*** Data shown ***

PR #2734, opened 2026-04-10
chore: split example apps

tido64:
### Description

Split example apps to allow running React Native at different versions e.g.:

- React Native 0.85
- React Native macOS 0.81
- React Native Windows 0.82

### Platforms affected

- [ ] Android
- [ ] iOS
- [ ] macOS
- [ ] visionOS
- [ ] Windows

### Test plan

CI should pass.


packages/app/example/package.json
```diff
@@ -20,10 +20,10 @@
   },
   "dependencies": {
     "@react-native-webapis/web-storage": "^0.4.5",
-    "react": "19.1.0",
-    "react-native": "^0.81.0",
-    "react-native-macos": "^0.81.1",
-    "react-native-safe-area-context": "^5.5.2",
+    "react": "19.1.4",
+    "react-native": "^0.81.6",
+    "react-native-macos": "^0.81.0",
```
JasonVMo, line 25: Curious as to why not a later version of react-native-macos? I thought 81.0 was still on a different version of react as well.

JasonVMo (approved):
Generally looks good. I left a comment about the macos version but given I saw it in two places, including downleveling it seems intentional.

packages/app/example/package.json
tido64: The down-leveling was because of align-deps, but you can see in `yarn.lock` that it resolved to a later version. It doesn't really make a difference.

PR #2780, opened 2026-05-21
fix(windows): simplify app initialization with `ReactNativeWin32App`

tido64:
### Description

Simplify app initialization with `ReactNativeWin32App`

### Platforms affected

- [ ] Android
- [ ] iOS
- [ ] macOS
- [ ] visionOS
- [x] Windows

### Test plan

```
cd packages/example-windows
node ../app/windows/app.mjs
yarn windows
```

### Screenshots

| New Arch | Old Arch |
| :-: | :-: |
| image | image |

### DIFF
--- a/packages/app/windows/Shared/ReactInstance.cpp
+++ b/packages/app/windows/Shared/ReactInstance.cpp
@@ -48,9 +48,14 @@ namespace
 
     std::filesystem::path GetBundleRootPath()
     {
+#if USE_FABRIC
         WCHAR modulePath[MAX_PATH];
-        GetModuleFileNameW(NULL, modulePath, MAX_PATH);
+        GetModuleFileNameW(nullptr, modulePath, MAX_PATH);
+        PathCchRemoveFileSpec(modulePath, MAX_PATH);
         return std::filesystem::path{modulePath}.replace_filename(L"Bundle") / L"";
+#else   // USE_FABRIC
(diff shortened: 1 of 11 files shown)


packages/app/windows/Shared/ReactInstance.cpp
```diff
@@ -104,74 +111,31 @@ std::vector<std::wstring_view> const ReactTestApp::JSBundleNames = {
...
-bool ReactInstance::LoadJSBundleFrom(JSBundleSource source)
+bool ReactInstance::LoadJSBundleFrom(JSBundleSource source, bool reloadHost)
 {
     source_ = source;
 
     auto instanceSettings = reactNativeHost_.InstanceSettings();
     switch (source) {
         case JSBundleSource::DevServer:
-            instanceSettings.JavaScriptBundleFile(L"index");
+            instanceSettings.DebugBundlePath(L"index");
```
acoates-ms: You should just set DebugBundlePath and JavaScriptBundleFile always.  The only think you need to change for lading from DevServer vs Embedded is UseFastRefresh.

tido64: Isn't that wrong? `UseFastRefresh` can be disabled in dev mode if you wish to manually reload. Using it to determine whether to use the embedded JS bundle seems wrong.

acoates-ms (approved):

PR #2796, opened 2026-06-03
ci: use `macos-26` runners

tido64:
### Description

Trying out `macos-26` runners

### Platforms affected

- [ ] Android
- [ ] iOS
- [ ] macOS
- [ ] visionOS
- [ ] Windows

### Test plan

n/a


tido64:
macOS builds cannot use `macos-26` runners because we're on an older version of `fmt` that fails to build with Xcode 26.

JasonVMo (approved):

PR #2819, opened 2026-06-16
feat: load template config from external packages

### LINKED ISSUE #2211: Support out-of-tree platforms
## Motivation

It's currently hard to add new platforms to RNTA without contributing directly in the repository.

## Solution

Move platform folders to separate packages and design a plugin interface so that platforms can be sourced from third-party packages.

## Work

- [x] https://github.com/microsoft/react-native-test-app/issues/1797
  - This work is mostly to reduce the surface area and avoid conflicts
- [ ] Convert the repository to a monorepo
  - [x] https://github.com/microsoft/react-native-test-app/pull/2478 (because it does not support monorepos)
  - [x] https://github.com/microsoft/react-native-test-app/pull/2553
  - [ ] Reconfigure Nx Release to [create unique tags for each project](https://nx.dev/recipes/nx-release/release-projects-independently#create-a-git-tag-for-each-project)
- [ ] Move template configuration to their respective platform folders
- [ ] Move platform folders to separate packages
- [ ] Design plugin interface for out-of-tree platform packages

tido64:
### Description

Allows initializing and configuring existing apps to support additional platforms provided by external packages.

Part of #2211.

### Platforms affected

- [ ] Android
- [ ] iOS
- [ ] macOS
- [ ] visionOS
- [ ] Windows

### Test plan

Configure example app to add web support:

```sh
cd packages/app/example
node ../scripts/configure.mjs -p web --force
```

Verify that:

- A `build:web` script was added to `package.json`
- `react-native-web` was added under `dependencies`
- `web/index.html` was created

### DIFF
--- a/packages/app/scripts/configure.mjs
+++ b/packages/app/scripts/configure.mjs
@@ -11,17 +11,13 @@
  *   PlatformPackage,
  * } from "./types.js";
  */
+import { loadContext } from "@rnx-kit/tools-react-native/context";
 import * as nodefs from "node:fs";
 import { createRequire } from "node:module";
 import * as path from "node:path";
 import { URL, fileURLToPath } from "node:url";
 import semverCoerce from "semver/functions/coerce.js";
 import semverSatisfies from "semver/functions/satisfies.js";
-import { getTemplate as getAndroidTemplate } from "../android/template.config.mjs";
-import { getTemplate as getIOSTemplate } from "../ios/template.config.mjs";
-import { getTemplate as getMacOSTemplate } from "../macos/template.config.mjs";
-import { getTemplate as getVisionOSTemplate } from "../visionos/template.config.mjs";
-import { getTemplate as getWindowsTemplate } from "../windows/template.config.mjs";
 import {
   getPackageVersion,
   isMain,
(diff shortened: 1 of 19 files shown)


packages/app/scripts/configure.mjs
```diff
@@ -334,13 +372,17 @@ export function gatherConfig(params, disableCache = false) {
           oldFiles: platformConfig.oldFiles.map((file) => {
             return path.join(platform, file);
           }),
+          dependencies: {
+            ...dependencies,
+            ...platformConfig.dependencies,
```
JasonVMo, line 377: Should the order of these two be reversed? In other words, should the platform config be a baseline with the dependencies taking precedence?

JasonVMo (approved):
Generally looks good, one question for follow up but approving in case you think the ordering is correct as it stands.

packages/app/scripts/configure.mjs
tido64: `dependencies` comes from RNTA itself

https://github.com/microsoft/react-native-test-app/blob/ee075b3e49a63475cf6885efe80f3425d756fb61/packages/app/package.json#L148-L169

We want to be able to override them.

PR #2835, opened 2026-07-01
chore: set up Knip

tido64:
### Description

Set up Knip and fix issues

### Platforms affected

- [ ] Android
- [ ] iOS
- [ ] macOS
- [ ] visionOS
- [ ] Windows

### Test plan

CI should pass


.github/workflows/build.yml
```diff
@@ -249,7 +252,7 @@ jobs:
       - name: react-native run-ios
         if: ${{ steps.affected.outputs.ios != '' }}
         run: |
-          ../scripts/react-native.mts run-ios
+          ../scripts/react-native.ts run-ios
```
Saadnajmi, line 255: Why did this change?

Saadnajmi (approved):

.github/workflows/build.yml
tido64: Because tools like oxfmt use the `type` field in `package.json` to determine whether files are ESM and complain if they're not. I've finally set root to be ESM so we don't need to use the `.mjs`/`.mts` extension any longer.

PR #2845, opened 2026-07-10
chore: bump `@rnx-kit/react-native-host` to 0.5.21

tido64:
### Description

Since we're now using `ReactNativeFeatureFlagsOverridesOSSStable` when it's available, we no longer need to keep feature flags in sync with upstream.

### Platforms affected

- [ ] Android
- [x] iOS
- [x] macOS
- [x] visionOS
- [ ] Windows

### Test plan

n/a


tido64:
Oops: https://github.com/microsoft/rnx-kit/pull/4245

Saadnajmi (approved):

*** End of Data shown ***

▶ [Work instruction] Give again, exactly and with nothing added, the lines running from the one that contains "- [x] visionOS" to the last line of the material.

▶ [Exercise answer]
- [x] visionOS
- [ ] Windows

### Test plan

n/a


tido64:
Oops: https://github.com/microsoft/rnx-kit/pull/4245

Saadnajmi (approved):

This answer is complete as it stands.